To support these characters, there is codePoints() as an alternative to chars(). You can use appendCodePoint on the target StringBuilder to consistently use codepoints throughout the entire operation. For this, you have to remove the unnecessary .mapToObj(ch -> (char) ch) step, whose removal also eliminates the overhead of creating a Stream<Character>.
Then, you can avoid the conversion to a String in both cases, by encoding the StringBuilder using the Charset directly.
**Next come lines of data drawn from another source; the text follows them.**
PR #7411, opened 2025-12-09
feat(*): Migrate to useSyncExternalStore

Ephem:
## Description

This is the full implementation of PoCs #7194 and #7267.

The main goal of the PR is to refactor the SDKs away from using a top level `addListener+state+context` combo for auth-state, to using `useSyncExternalStore`.

* Merge the `ContextProviders` from `ui` and `react` into `shared/react`
* Removes the `clerk.addListener()` in that provider, also removes most contexts
  * Breaking change: Several context providers like `UserContext` are no longer exported from `shared/react`
* Adds new hooks that subscribes directly to `clerk` via `useSyncExternalStore` 
  * These "base" hooks, like `useUserBase` are also reexported as `useUserContext` to avoid breaking change for these
  * They have the exact same signature, leaving all other hooks untouched
  * We should discuss this, both naming and if we want to do more breaking changes here instead

### More implementation notes

* Fixes bug in `useClearQueriesOnSignOut` as a conditional hook was causing the new tests to fail
* Removing `initialAuthState` from `useAuth` also fixes a bug where the _initial auth state_ was being used during the transitive state
	* This bug would return `null` instead of `undefined` on the page right after sign-in, which put the app in an akward state where it momentarily believed you were still signed out - Could lead to redirects back to `/sign-in`
* Renamed `this.#setAccessors();` to `this.#updateAccessors();` which now calls `this.#emit()` by default
  * Can pass `skipInitialEmit` to skip emitting
  * This was done because it's important to not let the `clerk` state and the app state tear
* `this.#emit()`
  * Now saves `this.__internal_lastEmittedResources`, so `useSES` can read the last resources emitted in `getSnapshot`
  * Supports a new `skipInitialEmit` to avoid emitting and re-rendering on `useSES` -> `subscribe` 
* Minor refactors for readability in adjacent code in `clerk-js`
* Some type improvements

With all this done, I noticed two timing issues in the bridge between the host React app and the Components app, which is a separate app. Both happened because components that should have unmounted had time to re-render and fire effects, because `useSES` emitted slightly earlier than `setState`.

* In `ui/src/Components.tsx`, the nodes (current components and which node they should be portaled into) was being set via `setState`
  * The `SignInRoutes` has a fallback, which is to redirect back to `/sign-in`
  * After sign in from password in `TanStack Router` specifically, `SignIn` stayed mounted and re-rendered because of `useSES`, even though the node was gone and the next page had already been rendered
  * This hit the fallback `<RedirectToSignIn />` route
  * This was fixed by:
    * Making the `nodes` a ref instead
    * Adding a `useSyncExternalStore` where we don't use the return value, to make sure `<Components />` re-renders before the child and unmounts it
* In `BaseRouter.tsx`, the async `baseNavigate` was doing `setRouteParts` as part of the navigation
  * This ensured the state was _set_ before returning to the caller
  * This did not ensure the component had _re-rendered_ as a response to the route change
  * On sign in, `useSES` in a child ran first and similar to the above case, triggered a redirect back to `/sign-in`
  * This was fixed by a `flushSync` to ensure the components had properly re-rendered, guaranteeing `setActive` does not leave the transitive state before the host app AND the Clerk components are ready
  
Both of these fixes might be considered controversial, happy for feedback!

Note that the unmount flow has multiple `.then()` which schedules unmounting into several microtasks even when `UI` is available. We might want to make this synchronous for even tighter control, but this was not necessary to fix these bugs.

Note also that these bugs result from having multiple React apps. The normal React lifecycle _should_ guarantee they don't happen in host apps.

### Background and motivation

Feel free to skip this if you already have familiarity, but as this is a fairly large change, I wanted to write down the full reasoning for this change for posterity.

As I see it, Clerk has different kinds of state. JWT state, piggybacking state and fetched state. Worth noting is that the fetched state has previously used SWR under the hood, but is about to change over to a custom React Query implementation, but both of these already uses `useSyncExternalStore` and are untouched by this PR.

The JWT state is fairly self-explanatory, and the client piggybacking state is asynchronous state that is included as part of other API-calls as a self-refreshing mechanism. The `clerk-js` base abstraction updates this for example when it polls for the `/tokens`, and _pushes_ the changes to the SDKs.

The JWT state and the piggybacking state together represents the foundational "auth state". This represents the user, the active organization etc.

#### Current solution

`clerk-js` has an `addListener` method. The React SDKs subscribes to this in an effect in their `<ClerkProvider>` and sets an internal state on every update. This state is then massaged a bit and placed on a few different contexts, and the different hooks, like `useAuth`, `useUser` etc read from these contexts.

`<ClerkProvider>` also supports passing in an `initialState`. If this is passed in, you can access it during SSR, but because there is no good way to prefetch the piggybacking or fetched state currently, only the `useAuth` state is really feasible to server render.

In Next, doing `<ClerkProvider dynamic>` automatically provides the `initialState` for `useAuth` behind the scenes. The reason we don't always do this is that it opts out of static generation and caching.

#### Current challenges and issues

Subscribing at the top has a few downsides however. It's currently hard to make things more streamy by allowing `initialState` to be represented as a promise, as we currently need to await it at the top. This is something we want to do to support `cacheComponents` and Partial prerendering better, allowing for finer-grained caching. This also opens up for making things suspenseful.

It also doesn't play well with concurrent rendering. A concrete example of this is an active bug that can happen when _one subtree_ suspends long enough during page load that `clerk-js` has time to load. When it unsuspends, it reads the _loaded_ auth state and not the initial one, causing hydration mismatches.

Another downside is how context is hard to use for fine grained updates, making it hard to implement things like selectors on top of it.

[`useSyncExternalStore`](https://react.dev/reference/react/useSyncExternalStore) is the canonical way to safely subscribe to an external store, and has none of these downsides.

Testing PR: https://github.com/clerk/dashboard/pull/7994

## Checklist

## Type of change

- [x] 🐛 Bug fix
- [x] 🌟 New feature
- [x] 🔨 Breaking change
- [ ] other:

## Summary by CodeRabbit

* **Breaking Changes**
  * useAuth no longer accepts an initialAuthState parameter — provide initialState via ClerkProvider.
  * Removed public context exports: ClientContext, SessionContext, UserContext, OrganizationProvider.

* **New Features**
  * Listener API accepts skipInitialEmit option to opt out of initial events.
  * InitialStateProvider/initial-state hooks and a consolidated ClerkContextProvider added.
  * Transitions demo page added.

* **Bug Fixes**
  * Fixed hydration mismatches and brief user:null flash after sign-in.


packages/shared/src/react/contexts.tsx
```diff
@@ -1,28 +1,54 @@
...
-import { SWRConfigCompat } from './providers/SWRConfigCompat';
 
 const [ClerkInstanceContext, useClerkInstanceContext] = createContextAndHook<LoadedClerk>('ClerkInstanceContext');
-const [UserContext, useUserContext] = createContextAndHook<UserResource | null | undefined>('UserContext');
-const [ClientContext, useClientContext] = createContextAndHook<ClientResource | null | undefined>('ClientContext');
-const [SessionContext, useSessionContext] = createContextAndHook<SignedInSessionResource | null | undefined>(
-  'SessionContext',
+export { useUserBase as useUserContext } from './hooks/base/useUserBase';
+export { useClientBase as useClientContext } from './hooks/base/useClientBase';
+export { useSessionBase as useSessionContext } from './hooks/base/useSessionBase';
```
Ephem, line 20: The new base hooks return the same thing as the contexts hook did, so I reexported to keep changes minimal and this part non-breaking for a first pass.

Do we want to instead remove the useContext hooks? If so, we should also decide if we keep these new hooks internal or export them.

Also, what do we think about naming, `useUserBase` etc? Not sure what I think, so I just went with something.

packages/shared/src/react/contexts.tsx
```diff
@@ -119,17 +120,10 @@ Learn more: https://clerk.com/docs/components/clerk-provider`.trim(),
...
   OptionsContext,
-  OrganizationProvider,
-  SessionContext,
   useAssertWrappedByClerkProvider,
   useCheckoutContext,
   useClerkInstanceContext,
-  useClientContext,
   useOptionsContext,
   useOrganizationContext,
-  UserContext,
```
Ephem, line 120: The contexts being removed is a breaking change, but we don't think anyone is using them, and if they do it's kind of unavoidable.

packages/shared/src/react/contexts.tsx
```diff
@@ -1,28 +1,54 @@
...
-  'SessionContext',
+export { useUserBase as useUserContext } from './hooks/base/useUserBase';
+export { useClientBase as useClientContext } from './hooks/base/useClientBase';
+export { useSessionBase as useSessionContext } from './hooks/base/useSessionBase';
+
+const [InitialStateContext, _useInitialStateContext] = createContextAndHook<InitialState | undefined>(
+  'InitialStateContext',
 );
 
+export function InitialStateProvider({
```
Ephem, line 35: I just noticed I had forgotten to write a JSDoc comment for this. This is a new public API community SDK packages could use.

packages/react/src/hooks/useAuth.ts
```diff
@@ -35,7 +35,7 @@ type UseAuthOptions = Record<string, any> | PendingSessionOptions | undefined |
  * @unionReturnHeadings
  * ["Initialization", "Signed out", "Signed in (no active organization)", "Signed in (with active organization)"]
  *
- * @param [initialAuthStateOrOptions] - An object containing the initial authentication state or options for the `useAuth()` hook. If not provided, the hook will attempt to derive the state from the context. `treatPendingAsSignedOut` is a boolean that indicates whether pending sessions are considered as signed out or not. Defaults to `true`.
+ * @param [options] - An object containing options for the `useAuth()` hook. `treatPendingAsSignedOut` is a boolean that indicates whether pending sessions are considered as signed out or not. Defaults to `true`.
```
Ephem, line 38: Removing `initialAuthState` here is technically a breaking change, but we don't think anyone is, or should be using this as it was added for internal use.

packages/react/src/hooks/useAuth.ts
```diff
@@ -92,18 +92,11 @@ type UseAuthOptions = Record<string, any> | PendingSessionOptions | undefined |
...
 
-  const { treatPendingAsSignedOut, ...rest } = initialAuthStateOrOptions ?? {};
-  const initialAuthState = rest as any;
-
-  const authContextFromHook = useAuthContext();
-  let authContext = authContextFromHook;
-
-  if (authContext.sessionId === undefined && authContext.userId === undefined) {
-    authContext = initialAuthState != null ? initialAuthState : {};
-  }
```
Ephem, line 106: These lines have a bug that wrongly returns the _initial_ auth state during the "transitive state". This can cause you to appear signed out right after sign in for example.

Removing this also fixes the bug.

packages/react/src/hooks/useAuthBase.tsx
Ephem, line 1: Note for self: This is no longer a context, rename this file and hook to match the other hooks.

Update: ✅

packages/react/src/hooks/useAuthBase.tsx
```diff
@@ -0,0 +1,86 @@
...
+    useCallback(callback => clerk.addListener(callback, { skipInitialEmit: true }), [clerk]),
+    useCallback(() => {
+      if (!clerk.loaded || !clerk.__internal_lastEmittedResources) {
+        return getInitialState();
+      }
+
+      return clerk.__internal_lastEmittedResources;
+    }, [clerk, getInitialState]),
+    getInitialState,
+  );
```
Ephem, line 56: Using `useSyncExternalStore` in all hooks should hopefully fix the partial hydration mismatches we've seen at times.

packages/shared/src/react/contexts.tsx
```diff
@@ -1,28 +1,54 @@
...
+  const initialStateCtx = React.useMemo(() => ({ value: initialStateSnapshot }), [initialStateSnapshot]);
+  return <InitialStateContext.Provider value={initialStateCtx}>{children}</InitialStateContext.Provider>;
+}
+
+export function useInitialStateContext(): InitialState | undefined {
+  const initialState = _useInitialStateContext();
+
+  // If we want to support passing initialState as a promise, this is where we would handle that.
+  // Note that we can not use(promise) as long as we support React 18, so we'll need to have some extra handling
+  // and throw the promise instead.
```
Ephem, line 56: The idea is to implement this as a quick follow up. The reason we want this is to stop awaiting the `initialState` at the top level provider as one thing we should do to enable better PPR support.

I tried this with `use()` just to verify it worked, but an implementation with throwing is slightly trickier so wanted to do that as a separate PR.

packages/clerk-js/src/core/clerk.ts
```diff
@@ -2925,15 +2928,18 @@ export class Clerk implements ClerkInterface {
...
+  public __internal_lastEmittedResources: Resources | undefined;
   #emit = (): void => {
     if (this.client) {
+      const resources = {
+        client: this.client,
+        session: this.session,
+        user: this.user,
+        organization: this.organization,
+      };
+      this.__internal_lastEmittedResources = resources;
```
brkalow, line 3076: clever!

packages/react/src/hooks/useAuthBase.tsx
Ephem, line 1: Some of this is identical to the deleted `AuthContext.ts`, but git couldn't track it.

jacekradko:
!snapshot

clerk-cookie:
Hey @jacekradko - the snapshot version command generated the following package versions:
| Package | Version |
| --- | --- |
| @clerk/agent-toolkit | 0.2.9-snapshot.v20260113135251 |
| @clerk/astro | 3.0.0-snapshot.v20260113135251 |
| @clerk/backend | 3.0.0-snapshot.v20260113135251 |
| @clerk/chrome-extension | 3.0.0-snapshot.v20260113135251 |
| @clerk/clerk-js | 6.0.0-snapshot.v20260113135251 |
| @clerk/dev-cli | 1.0.0-snapshot.v20260113135251 |
| @clerk/expo | 3.0.0-snapshot.v20260113135251 |
| @clerk/expo-passkeys | 1.0.0-snapshot.v20260113135251 |
| @clerk/express | 2.0.0-snapshot.v20260113135251 |
| @clerk/fastify | 2.6.9-snapshot.v20260113135251 |
| @clerk/localizations | 4.0.0-snapshot.v20260113135251 |
| @clerk/msw | 0.0.1-snapshot.v20260113135251 |
| @clerk/nextjs | 7.0.0-snapshot.v20260113135251 |
| @clerk/nuxt | 2.0.0-snapshot.v20260113135251 |
| @clerk/react | 6.0.0-snapshot.v20260113135251 |
| @clerk/react-router | 3.0.0-snapshot.v20260113135251 |
| @clerk/shared | 4.0.0-snapshot.v20260113135251 |
| @clerk/tanstack-react-start | 1.0.0-snapshot.v20260113135251 |
| @clerk/testing | 2.0.0-snapshot.v20260113135251 |
| @clerk/ui | 1.0.0-snapshot.v20260113135251 |
| @clerk/upgrade | 2.0.0-snapshot.v20260113135251 |
| @clerk/vue | 2.0.0-snapshot.v20260113135251 |

`@clerk/agent-toolkit`
```sh
npm i @clerk/agent-toolkit@0.2.9-snapshot.v20260113135251 --save-exact
```
`@clerk/astro`
```sh
npm i @clerk/astro@3.0.0-snapshot.v20260113135251 --save-exact
```
`@clerk/backend`
```sh
npm i @clerk/backend@3.0.0-snapshot.v20260113135251 --save-exact
```
`@clerk/chrome-extension`
```sh
npm i @clerk/chrome-extension@3.0.0-snapshot.v20260113135251 --save-exact
```
`@clerk/clerk-js`
```sh
npm i @clerk/clerk-js@6.0.0-snapshot.v20260113135251 --save-exact
```
`@clerk/dev-cli`
```sh
npm i @clerk/dev-cli@1.0.0-snapshot.v20260113135251 --save-exact
```
`@clerk/expo`
```sh
npm i @clerk/expo@3.0.0-snapshot.v20260113135251 --save-exact
```
`@clerk/expo-passkeys`
```sh
npm i @clerk/expo-passkeys@1.0.0-snapshot.v20260113135251 --save-exact
```
`@clerk/express`
```sh
npm i @clerk/express@2.0.0-snapshot.v20260113135251 --save-exact
```
`@clerk/fastify`
```sh
npm i @clerk/fastify@2.6.9-snapshot.v20260113135251 --save-exact
```
`@clerk/localizations`
```sh
npm i @clerk/localizations@4.0.0-snapshot.v20260113135251 --save-exact
```
`@clerk/msw`
```sh
npm i @clerk/msw@0.0.1-snapshot.v20260113135251 --save-exact
```
`@clerk/nextjs`
```sh
npm i @clerk/nextjs@7.0.0-snapshot.v20260113135251 --save-exact
```
`@clerk/nuxt`
```sh
npm i @clerk/nuxt@2.0.0-snapshot.v20260113135251 --save-exact
```
`@clerk/react`
```sh
npm i @clerk/react@6.0.0-snapshot.v20260113135251 --save-exact
```
`@clerk/react-router`
```sh
npm i @clerk/react-router@3.0.0-snapshot.v20260113135251 --save-exact
```
`@clerk/shared`
```sh
npm i @clerk/shared@4.0.0-snapshot.v20260113135251 --save-exact
```
`@clerk/tanstack-react-start`
```sh
npm i @clerk/tanstack-react-start@1.0.0-snapshot.v20260113135251 --save-exact
```
`@clerk/testing`
```sh
npm i @clerk/testing@2.0.0-snapshot.v20260113135251 --save-exact
```
`@clerk/ui`
```sh
npm i @clerk/ui@1.0.0-snapshot.v20260113135251 --save-exact
```
`@clerk/upgrade`
```sh
npm i @clerk/upgrade@2.0.0-snapshot.v20260113135251 --save-exact
```
`@clerk/vue`
```sh
npm i @clerk/vue@2.0.0-snapshot.v20260113135251 --save-exact
```

Ephem:
!snapshot

clerk-cookie:
Hey @Ephem - the snapshot version command generated the following package versions:
| Package | Version |
| --- | --- |
| @clerk/agent-toolkit | 0.2.9-snapshot.v20260119140711 |
| @clerk/astro | 3.0.0-snapshot.v20260119140711 |
| @clerk/backend | 3.0.0-snapshot.v20260119140711 |
| @clerk/chrome-extension | 3.0.0-snapshot.v20260119140711 |
| @clerk/clerk-js | 6.0.0-snapshot.v20260119140711 |
| @clerk/dev-cli | 1.0.0-snapshot.v20260119140711 |
| @clerk/expo | 3.0.0-snapshot.v20260119140711 |
| @clerk/expo-passkeys | 1.0.0-snapshot.v20260119140711 |
| @clerk/express | 2.0.0-snapshot.v20260119140711 |
| @clerk/fastify | 2.6.9-snapshot.v20260119140711 |
| @clerk/localizations | 4.0.0-snapshot.v20260119140711 |
| @clerk/msw | 0.0.1-snapshot.v20260119140711 |
| @clerk/nextjs | 7.0.0-snapshot.v20260119140711 |
| @clerk/nuxt | 2.0.0-snapshot.v20260119140711 |
| @clerk/react | 6.0.0-snapshot.v20260119140711 |
| @clerk/react-router | 3.0.0-snapshot.v20260119140711 |
| @clerk/shared | 4.0.0-snapshot.v20260119140711 |
| @clerk/tanstack-react-start | 1.0.0-snapshot.v20260119140711 |
| @clerk/testing | 2.0.0-snapshot.v20260119140711 |
| @clerk/ui | 1.0.0-snapshot.v20260119140711 |
| @clerk/upgrade | 2.0.0-snapshot.v20260119140711 |
| @clerk/vue | 2.0.0-snapshot.v20260119140711 |

`@clerk/agent-toolkit`
```sh
npm i @clerk/agent-toolkit@0.2.9-snapshot.v20260119140711 --save-exact
```
`@clerk/astro`
```sh
npm i @clerk/astro@3.0.0-snapshot.v20260119140711 --save-exact
```
`@clerk/backend`
```sh
npm i @clerk/backend@3.0.0-snapshot.v20260119140711 --save-exact
```
`@clerk/chrome-extension`
```sh
npm i @clerk/chrome-extension@3.0.0-snapshot.v20260119140711 --save-exact
```
`@clerk/clerk-js`
```sh
npm i @clerk/clerk-js@6.0.0-snapshot.v20260119140711 --save-exact
```
`@clerk/dev-cli`
```sh
npm i @clerk/dev-cli@1.0.0-snapshot.v20260119140711 --save-exact
```
`@clerk/expo`
```sh
npm i @clerk/expo@3.0.0-snapshot.v20260119140711 --save-exact
```
`@clerk/expo-passkeys`
```sh
npm i @clerk/expo-passkeys@1.0.0-snapshot.v20260119140711 --save-exact
```
`@clerk/express`
```sh
npm i @clerk/express@2.0.0-snapshot.v20260119140711 --save-exact
```
`@clerk/fastify`
```sh
npm i @clerk/fastify@2.6.9-snapshot.v20260119140711 --save-exact
```
`@clerk/localizations`
```sh
npm i @clerk/localizations@4.0.0-snapshot.v20260119140711 --save-exact
```
`@clerk/msw`
```sh
npm i @clerk/msw@0.0.1-snapshot.v20260119140711 --save-exact
```
`@clerk/nextjs`
```sh
npm i @clerk/nextjs@7.0.0-snapshot.v20260119140711 --save-exact
```
`@clerk/nuxt`
```sh
npm i @clerk/nuxt@2.0.0-snapshot.v20260119140711 --save-exact
```
`@clerk/react`
```sh
npm i @clerk/react@6.0.0-snapshot.v20260119140711 --save-exact
```
`@clerk/react-router`
```sh
npm i @clerk/react-router@3.0.0-snapshot.v20260119140711 --save-exact
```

In the case of the stream variant:
StringBuilder sb = s.codePoints()
.filter(Character::isDigit)
.collect(StringBuilder::new,
StringBuilder::appendCodePoint, StringBuilder::append);
ByteBuffer bb = StandardCharsets.UTF_8.encode(CharBuffer.wrap(sb));
byte[] utf8Bytes = new byte[bb.remaining()];
bb.get(utf8Bytes);
Performing the conversion directly with the stream of codepoints is not easy. Not only is there no such support in the Charset API, there is no straight-forward way to collect a Stream into a byte[] array.
One possibility is
byte[] utf8Bytes = s.codePoints()
.filter(Character::isDigit)
.flatMap(c -> c<128? IntStream.of(c):
c<0x800? IntStream.of((c>>>6)|0xC0, c&0x3f|0x80):
c<0x10000? IntStream.of((c>>>12)|0xE0, (c>>>6)&0x3f|0x80, c&0x3f|0x80):
IntStream.of((c>>>18)|0xF0, (c>>>12)&0x3f|0x80, (c>>>6)&0x3f|0x80, c&0x3f|0x80))
.collect(
() -> new Object() { byte[] array = new byte[8]; int size;
byte[] result(){ return array.length==size? array: Arrays.copyOf(array,size); }
},
(b,i) -> {
if(b.array.length == b.size) b.array=Arrays.copyOf(b.array, b.size*2);
b.array[b.size++] = (byte)i;
},
(a,b) -> {
if(a.array.length<a.size+b.size) a.array=Arrays.copyOf(a.array,a.size+b.size);
System.arraycopy(b.array, 0, a.array, a.size, b.size);
a.size+=b.size;
}).result();
The flatMap step converts the stream of codepoints to a stream of UTF-8 unit. (Compare with the UTF-8 description on Wikipedia) The collect step collects int values into a byte[] array.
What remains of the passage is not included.